▶ DATASET EXTRACT:
____

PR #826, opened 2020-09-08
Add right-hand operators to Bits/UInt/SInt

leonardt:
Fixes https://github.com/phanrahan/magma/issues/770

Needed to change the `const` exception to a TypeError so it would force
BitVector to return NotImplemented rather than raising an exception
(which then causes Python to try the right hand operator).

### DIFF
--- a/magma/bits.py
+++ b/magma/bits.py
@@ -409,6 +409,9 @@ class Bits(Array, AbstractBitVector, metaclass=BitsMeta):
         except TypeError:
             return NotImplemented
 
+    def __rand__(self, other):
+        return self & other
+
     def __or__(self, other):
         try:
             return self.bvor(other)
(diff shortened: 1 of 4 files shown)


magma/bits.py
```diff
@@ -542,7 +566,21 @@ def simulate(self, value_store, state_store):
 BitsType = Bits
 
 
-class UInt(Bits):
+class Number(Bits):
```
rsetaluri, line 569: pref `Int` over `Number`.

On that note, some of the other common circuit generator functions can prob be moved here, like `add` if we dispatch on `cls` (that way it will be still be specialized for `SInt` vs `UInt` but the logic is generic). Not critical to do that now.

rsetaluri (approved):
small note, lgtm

____

▶ REQUIRED WORK: For each line of the material that contains the word "magma", make a copy.

▶ EXERCISE SOLUTION:
Fixes https://github.com/phanrahan/magma/issues/770
--- a/magma/bits.py
+++ b/magma/bits.py
magma/bits.py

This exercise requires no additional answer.